GPUs became the hardware of preference for deep learning largely by coincidence. The chips were initially designed to quickly render graphics in applications such as video gaming. Unlike CPUs, which have four to eight complex cores for carrying out a variety of computation, GPUs have hundreds of simple cores that will perform only specific operations—but the cores can tackle their operations at the same time instead of one after another, shrinking the time it requires to complete a rigorous computation.

It didn’t take really miss the AI research community to realize this massive parallelization also makes GPUs perfect for deep learning. Like graphics-rendering, deep learning involves simple mathematical calculations performed thousands and thousands of times. In 2011, in a collaboration with chipmaker Nvidia, Google found that the computer vision model it had trained on 2,000 CPUs to distinguish cats from people could achieve the same performance when trained on only 12 GPUs. GPUs became the de facto chip for model training and inferencing—the computational process that takes place when a trained model is employed for the tasks it absolutely was trained for.

But GPUs also aren’t ideal for deep learning. For a very important factor, they cannot work as a standalone chip. Because they are limited in the types of operations they can perform, they must be attached to CPUs for handling everything else. GPUs also have a restricted amount of cache memory, the date storage space nearest a chip’s processors. This means the bulk of the information is stored off-chip and must be retrieved when it is time for processing. The back-and-forth data flow ends up being fully a bottleneck for computation, capping the speed at which GPUs can run deep-learning algorithms.

In recent years, a large number of companies have cropped around design AI chips that circumvent these problems. The trouble is, the more specialized the hardware, the more expensive it becomes.

So Neural Magic intends to buck this trend. Instead of tinkering with the hardware, the business modified the program. It redesigned deep-learning algorithms to run more proficiently on a CPU through the use of the chips’ large available memory and complex cores. While the approach loses the speed achieved via a GPU’s parallelization, it reportedly gains right back about the same period of time by eliminating the necessity to ferry data on and off the chip. The algorithms can run on CPUs “at GPU speeds,” the business says—but at a fraction of the price. “It sounds like what they have done is figured out a way to take advantage of the memory of the CPU in a way that people haven’t before,” Thompson says.

Neural Magic believes there could be a few explanations why no one took this approach previously. First, it’s counterintuitive. The idea that deep learning needs specialized hardware is so entrenched that other approaches may possibly easily be overlooked. Second, applying AI in industry is still relatively new, and companies are simply beginning to try to find easier methods to deploy deep-learning algorithms. But whether the demand is deep enough for Neural Magic to lose is still unclear. The firm has been beta-testing its product with around 10 companies—only a sliver of the broader AI industry.

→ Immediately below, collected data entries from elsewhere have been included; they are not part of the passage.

Issue #5380, opened 2019-02-28
Turn restriction not work some time


mostafa-j13:
When we have way with id >2^32 turn restriction is not work on this way

danpat:
Currently, the largest way ID in the public OSM database is about [565140676](https://www.openstreetmap.org/stats/data_stats.html), which fits within 2^30.  We've got a way to go before we run out of space for way IDs.  We added support for >2^32 node IDs back in December 2015, but it'll be quite a while before ways hit the same threshold.

I'm guessing you're using your own dataset?  If so, you should renumber your data so that the way ID values are less than 2^32.

PR #5381, opened 2019-02-28
Update extractor_callbacks.cpp

mostafa-j13:
way_id overflow with 64 bit number

# Issue

https://github.com/Project-OSRM/osrm-backend/issues/5380

### DIFF
--- a/src/extractor/extractor_callbacks.cpp
+++ b/src/extractor/extractor_callbacks.cpp
@@ -478,7 +478,7 @@ void ExtractorCallbacks::ProcessWay(const osmium::Way &input_way, const Extracti
                    });
 
     external_memory.way_start_end_id_list.push_back(
-        {OSMWayID{static_cast<std::uint32_t>(input_way.id())},
+        {OSMWayID{static_cast<std::uint64_t>(input_way.id())},
          OSMNodeID{static_cast<std::uint64_t>(nodes[0].ref())},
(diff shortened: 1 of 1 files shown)


src/extractor/extractor_callbacks.cpp
```diff
@@ -478,7 +478,7 @@ void ExtractorCallbacks::ProcessWay(const osmium::Way &input_way, const Extracti
                    });
 
     external_memory.way_start_end_id_list.push_back(
-        {OSMWayID{static_cast<std::uint32_t>(input_way.id())},
```
mostafa-j13: here this must be uint64_t
 #5380

mostafa-j13: i fixed in #5381

akashihi (approved):

akashihi (changes requested):
I think the issue it with 33bit node ids, not way ids?

wangyoucao577:
> I think the issue it with 33bit node ids, not way ids?

It's indeed `way_id` overflow, not only `node_id`. But it's mostly for non-OSM data set since the biggest OSM `way_id` value is about 565140676, which fits within 2^30. See comments in https://github.com/Project-OSRM/osrm-backend/issues/5380#issuecomment-468330377

SiarheiFedartsou:
done in https://github.com/Telenav/osrm-backend/commit/6283c6074066f98e6d4a9f774f21ea45407c0d52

Neural Magic currently offers its technique for inferencing tasks in computer vision. Clients must still train their models on specialized hardware but can then use Neural Magic’s software to convert the trained model into a CPU-compatible format. One client, a large manufacturer of microscopy equipment, is now trialing this approach for adding on-device AI capabilities to its microscopes, says Shavit. Because the microscopes already feature a CPU, they won’t need any additional hardware. By contrast, using a GPU-based deep-learning model would require the equipment to be bulkier and more power hungry.

Another client wants to use Neural Magic to process security camera footage. That would enable it to monitor the traffic in and out of a building using computers already available on site; otherwise it may have to send the footage to the cloud, which may introduce privacy issues, or acquire special hardware for each building it monitors.

Shavit says inferencing can also be only first. Neural Magic plans to expand its offerings in the foreseeable future to help businesses train their AI models on CPUs as well. “We believe 10 to 20 years from now, CPUs will be the actual fabric for running machine-learning algorithms,” he says.

Thompson isn’t so sure. “The economics have really changed around chip production, and that is going to lead to a lot more specialization,” he says. Additionally, while Neural Magic’s technique gets more performance out of existing hardware, fundamental hardware advancements it’s still the only way to keep driving computing forward. “This sounds like a really good way to improve performance in neural networks,” he says. “But we want to improve not just neural networks but also computing overall.”